The upshot, Kuhn said, is that『we’re back to catching up to
proprietary software,』just as GNU had to catch up to Unix in
earlier decades. That game of catch-up took almost 20 years, he said,
but then again an immediate solution is not critical. He is resigned
to the fact that proprietary software will not disappear within his
lifetime, he said, but he still wants to think about 50 or 100 years
down the road.
Perhaps there were mistakes made in the creation and deployment of
the Affero clause, but as Kuhn's talk illustrated, the job of
protecting software freedom in web applications involves a number of
discrete challenges. The AGPL is not a magic bullet, nor can it
change today's web development culture, but the issues that it
addresses are vital for the long term preservation of software
freedom. The other wrinkle, of course, is that there are a wide range
of opinions about what constitutes software freedom on the web. Some
draw the line at whatever software runs on the user's local machine
(i.e., the JavaScript components), others insist that public APIs and
open access to data are what really matters. The position advocated
by the FSF and by Kuhn is the most expansive, but because of it,
developers now have another licensing option at their disposal.
(Log in to post comments)
It's funny that all these discussions are ignoring the position of software developer's (web developers here) even if they are supposedly do all that for their sake.
Microsoft may preach that GPL is scary, viral and awful as long as it wants but the fact remains: compliance is not a problem for Joe Average Developer. Either s/he uses binary offered by someone else (and then 3c of GPLv2 or 6d of GPLv3 is easy to satisfy) or it's program in a source form (and then 3a of GPLv2 or 6d of GPLv3 is more-or-less automatically satisfied).
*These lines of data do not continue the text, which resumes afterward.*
PR #260, opened 2026-08-04
Remember a closed window's placement and reopen it there

sproctor:
## What

A closed window now remembers where it was and goes back there when it reopens - whichever path reopens it (the game's `openDialog` for a panel it closed with `closeDialog`, the window list, or a settings toggle, online or offline). Previously closing nulled the saved dock and position, so a game-closed panel drifted to the end of its dock on the next login and a user-reopened window always landed in TOP.

Two commits:

**Remember a closed window's placement (255ca016)**
- Schema v21: window rows keep `location`/`position` when closed, and a new `open` column (backfilled from `location IS NOT NULL`; manual migration because of the backfill) marks layout membership. The restore, the settings screens, and the openDialog guards now key off `open`.
- New `reopenWindow` DAO transaction puts a window back at its remembered spot and clears the hidden flag; windows never placed fall back to what each path did before (protocol location for game opens, TOP for user opens).
- Exports carry the flag with backward compatibility (older exports read placed-in-layout as `location != null` on import). The dead `moveWindow` DAO helper is removed.

**Preserve order, not just an index (66fa0f5d)**
- A position is a slot in the dock's total order, open and closed windows as one sequence. Close and reopen are flag flips that keep the slot, so a window returns between the same neighbors and windows closed together reopen in their original relative order regardless of reopen order. (The first cut froze an index and clamped it on reopen, which could invert the order of windows closed together.)
- The operations that change order maintain the sequence instead: appends go after every slot (no collisions with remembered ones), a dock reorder merges the new open order around closed windows' kept slots, cross-dock moves shift closed slots with their neighbors, and the connect-time heal renumbers each dock's whole sequence 0..n - still killing the duplicate positions the previous PR (#259) set out to heal, now without disturbing remembered slots.
- `reopenWindow` returns the window's rank among open windows, which is what the on-screen dock list needs for inserting (transient panels on screen don't shift where it lands).
- Simplification fallout: the `doCloseWindow`/`closeWindow` split collapses into one query and `closeGap` is gone entirely.

## Behavior note

Closes that happened before upgrading have nothing remembered (their rows were already nulled), so those windows reopen at the defaults once; every close from v21 on remembers.

## Testing

- New DAO tests: reopen at the remembered spot, windows closed together reopening in their original order, slot preservation through the connect-time heal, reorder keeping a closed window's slot from the top, appends landing past remembered slots, and never-placed fallback. Hidden-flag tests cover reopen clearing hidden.
- `./gradlew jvmTest` passes; core and compose compile for Android; generated Room schema `21.json` matches the migration's `ALTER TABLE` exactly.


sproctor:
## Code review findings

Multi-agent review of the two commits on this branch (255ca016, 66fa0f5d): 8 finder angles plus a line-by-line pass, candidates adversarially verified, plus a gap sweep. Verifiers CONFIRMED the MAIN crash, the open/close race, and the drag-index mismatch; the login-gate gap was downgraded to plausible; two candidates were refuted (a generic setPositions interleaving race - the source dock's own transaction repairs it - and a null-position-reopen claim). 15 findings survived.

### Fix before merge

**1. Reopening a remembered `MAIN` location crashes** - `GameViewModel.kt:1329` (CONFIRMED)

`placeWindowUi` feeds the DB location into `getWindowUiStatesForLocation`, whose else branch is `error("Change position error: Invalid window location")`. Legacy DBs contain `location=MAIN` rows (2022-era code wrote `defaultLocations mapOf("main" to WindowLocation.MAIN)`), MIGRATION_20_21 backfills them `open=1`, and the sidebar window list includes "main" (residentWindows has no main exclusion). Hide-then-show on that entry: `openWindow` -> `reopenWindow` returns `WindowPlacement(MAIN, 0)` -> IllegalStateException inside a launched coroutine with no catch (a crash on Android). The old code never fed the DB location back into UI placement (it hardcoded TOP). Same unguarded call in `openWindowFromGame`, which filters only the protocol location, not a saved MAIN.

**2. Legacy `MAIN` row can replace the main text window** - `DesktopWindowsSettingsSection.kt:150`

Same root cause, worse outcome on the disconnected settings path: the Show toggle's `reopenWindow` happily resurrects a legacy `location=MAIN` row as open, and the next connect's restore hits `WindowLocation.MAIN -> _mainWindowUiState.value = uiState`, replacing the main text window with the panel. Same code in WindowsSettingsSection.kt:145. The clean fix covers both findings: `reopenWindow` should treat a remembered MAIN as never-placed, so every caller falls back to its default.

**3. `openWindow` went async; a close can interleave and UI/DB diverge** - `GameViewModel.kt:1318` (CONFIRMED)

The click now suspends through a Room `@Transaction` plus a TOML write (setHidden under a file lock) before the window docks, and nothing covers user opens (the stamp map is game-path only). A game `closeDialog` landing in that window removes nothing from the dock lists (window not there yet), writes closed+hidden, then the open resumes and docks it: visible on screen, closed+hidden in the DB, and the game can never reopen it past the isHidden guard. The sidebar dot also flips as soon as `markOpen` commits - before the window is docked - so the next click routes to `closeWindow`. For panels the server receives `_DBCLOSE` then `_DBOPEN` inverted. Master was immune: the dock add happened synchronously at click time. Suggested shape (also fixes the added click latency, finding 14): place the UI first from the already-observed `windowSettings` flow, persist afterward.

**4. Cross-dock drag passes a UI index where the DAO now expects a rank** - `GameViewModel.kt:1232` (CONFIRMED)

`DragDropState.computeDropTarget` derives insertionIndex from every on-screen window, transient panels included, but the rewritten DAO `moveWindowToPosition` interprets it as a rank among the dock's open saved rows. With a transient docked, the UI inserts in one place and the DB persists another; the next connect restores the wrong order. The diff added exactly the needed rank-to-index mapping in `placeWindowUi` but not the inverse here; both drop handlers (DesktopGameView.kt:273, GameView.kt:546) violate the DAO's documented contract.

### Remaining findings

<details>
<summary>11 more: login-window races, rank mapping, export compat, migration test gap, cleanup</summary>

**5. User opens skip the login gates** - `GameViewModel.kt:1323` (PLAUSIBLE)

`openWindow` awaits neither characterId nor layoutRestored (unlike `openWindowFromGame`). The sidebar is populated before characterId arrives and renders every entry as closed while windowSettings is still empty, so a click during login maps its DB rank onto a not-yet-populated dock and pins the window at slot 0; nothing ever re-sorts a dock afterwards, and a later drag persists the wrong order. Sibling case with no race: a click before characterId is set takes the TOP fallback and skips the DB write entirely, stranding the window in TOP while the DB says elsewhere.

**6. placeWindowUi's rank denominator differs from the DB's** - `GameViewModel.kt:1454`

The DB rank counts open rows; the UI mapping counts on-screen windows passing `canSaveWindow`, which is also true for windows with no row yet (unannounced, or an `openWindowAtEnd` write still in flight). When the sets differ, the reopened window inserts on the wrong side of a neighbor. The mapping needs the rank among windows with saved open rows, not among savable ones.

**7. moveWindowToPosition's elvis conflates null slot with append** - `WindowSettingsDao.kt:195`

`getOrNull(index)?.position ?: append` treats a target row with a NULL position (a real shape: imports can write them, and they sort first) the same as index-past-the-end, silently appending to the bottom instead of inserting at the top. Narrow in practice since the connect heal compacts NULLs, but a mid-session import re-creates them.

**8. New exports resurrect closed windows in older builds** - `ExportRepository.kt:244`

New exports write location/position for closed windows plus `open=false`, but older builds parse with ignoreUnknownKeys and treat `location != null` as docked: importing brings every closed-but-remembered window back docked, combined with hidden=true - a state the old build cannot otherwise produce. (Old-export-into-new-build is handled correctly.)

**9. Non-resident row drifts to the dock end on every reorder** - `WindowSettingsDao.kt:304`

A window that got an open row before the game announced it `resident=false` drops out of `names` forever while its row stays open; `setPositions` then appends it after every named window on each reorder and the restore keeps docking it at the bottom, drifting the saved order from the screen.

**10. MIGRATION_20_21 has no real-SQLite test** - `Migrations.kt:32`

The backfill is exercised only through the in-memory fake; no test in the repo runs any Room migration. A defect would fail at first launch for every upgrading user, and openVersionedDatabase then deletes the failed target and re-seeds on every launch - a permanent crash loop. The repo has shipped exactly this class of ships-green-crashes-on-launch escape before (v3.1.0-beta.21). A migration test seeding a v20 fixture with placed/closed/style-only rows would close it.

**11. Reopen-or-default policy duplicated at four sites** - `GameViewModel.kt:1394`

openWindow, openWindowFromGame, and both settings sections each carry the same reopenWindow-else-fallback block; the MAIN hole already shows the cost (each site needs the same guard). One GameViewModel helper plus a repository-level reopenOrOpenAtEnd would give the invariant one home.

**12. Append-slot rule duplicated** - `WindowSettingsDao.kt:196`

moveWindowToPosition's past-the-end fallback re-implements openWindowAtEnd's max-position+1 computation inline; the two copies can drift.

**13. setPositions has an unreachable arm** - `WindowSettingsDao.kt:308`

The `?: continue` branch cannot fire (closed indices and open names partition the dock exactly), and the closedAtIndex map plus ArrayDeque walk can be a direct merge over the dock rows.

**14. The open click now blocks on DB+TOML before docking** - `GameViewModel.kt:1324`

The old path docked the window in the same frame as the click; the new one waits out a Room transaction and a file-locked TOML write. Placing the UI first from the observed settings flow and persisting afterward restores the synchronous feel and removes the suspension window behind finding 3.

**15. Int.MAX_VALUE as an append sentinel** - `GameViewModel.kt:1412`

`openWindowAt` encodes append as `position = Int.MAX_VALUE` flowing into getOrNull; a nullable Int with null-means-append states the intent and avoids the arithmetic trap.

</details>

sproctor:
All 15 review findings are addressed in 5149af26.

| # | Finding | Resolution |
|---|---------|------------|
| 1 | Reopening a remembered MAIN crashes | `reopenWindow` treats a remembered MAIN as never placed (guard in the DAO transaction, so every caller is covered); DAO test added |
| 2 | Settings toggle resurrects legacy MAIN row over main window | Same guard; the toggle now falls back to appending in TOP |
| 3 | openWindow async; close can interleave, UI/DB diverge | `openWindow` docks synchronously again: placement read from the observed settings (`rememberedPlacement`), UI updated at click time, DB write follows. No suspension between click and dock |
| 4 | Cross-dock drag passes UI index where DAO expects rank | The drop handler translates the on-screen insertion index to the rank among open saved rows before persisting |
| 5 | User opens skip login gates | A click during login defers until the layout restore completes (bounded), so the remembered rank cannot map onto an unpopulated dock; post-login clicks stay fully synchronous |
| 6 | placeWindowUi rank denominator mismatch | The rank now maps over on-screen windows that have open saved rows (from the observed settings), not merely savable ones |
| 7 | moveWindowToPosition elvis conflates NULL slot with append | Split: a target row with a NULL slot means insert at the top; only a rank past the end appends |
| 8 | New exports resurrect closed windows in older builds | Closed windows' placement moved to new `rememberedLocation`/`rememberedPosition` fields; the legacy `location`/`position` are only written while docked, so old builds see closed windows as unplaced. Old-export import unchanged |
| 9 | Non-resident row drifts to dock end on every reorder | `setPositions` keeps any row it wasn't told about (closed or open) in its slot from the top instead of appending, and window-info updates clear the saved row of a non-resident window |
| 10 | Migration 20->21 has no real-SQLite test | New `PrefsMigrationTest` builds a genuine v20 database from the exported schema JSON (all tables, indices, Room identity row, user_version), seeds placed/style-only rows, opens it through Room with `MIGRATION_20_21`, and asserts the backfill; `sqlite-bundled` added to core jvmTest |
| 11 | Reopen-or-default duplicated at four sites | One home per layer: `reopenOrOpenAtEnd` in the repository (both settings screens), `rememberedPlacement` + `placeWindowUi` in the view model |
| 12 | Append-slot rule duplicated | Extracted `appendSlot`, shared by `openWindowAtEnd` and `moveWindowToPosition` |
| 13 | setPositions unreachable arm | Rewritten as a direct walk of the dock sequence (each reorderable slot takes the next name; everything else keeps its slot) - no map, no unreachable branch |
| 14 | Open click blocked on DB+TOML before docking | Same fix as 3: UI first, persistence after |
| 15 | Int.MAX_VALUE append sentinel | `placeWindowUi` takes `position: Int? = null`, null means append |

Verified with `./gradlew jvmTest` (including the new migration test against real SQLite) plus Android compilation of core and compose.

Most "normal" programs don't encourage you to change the source, extensions are done via some form of plugins.
But AGPL is a problem for Jor Average Web-Developer. Most server-side frameworks basically encourage changes and it's easy to embed many-many things in them which you don't want to give to just anyone (think LWN: how that "source code release" process is going?). This means that AGPL is quickly becoming boogeymen. Compare number of GPL projects and number of AGPL project. Then compare amount of article-described "up-selling" abuse. People learn to avoid AGPL (and often GPL since it looks similar).
The fact that existing web software quickly becomes quite a mess after deployment (because there are local modifications you can not easily upgrade to latest-and-greatest version and because it's not upgraded it contains plethora of well-known security holes) is bad for other reason but till this mess will not be fixed AGPL can not change the situation.
if you modify the Program, your modified version must prominently offer all users interacting with it remotely through a computer network (if your version supports such interaction) an opportunity to receive the Corresponding Source of your version by providing access to the Corresponding Source from a network server at no charge, through some standard or customary means of facilitating copying of software.
(I'm assuming "downloading a binary file via a manually clicked deep link from outside" is interaction. I am, of course, not a lawyer, and this is not legal advice.)
[A]ll these discussions are ignoring the position of software developer's (web developers here) even if they are supposedly do all that for their sake.
Be careful in your characterizations. `Open source' is for the developers; `Free Software' is for the users. I'm sure it's the latter that Mr. Kuhn is addressing.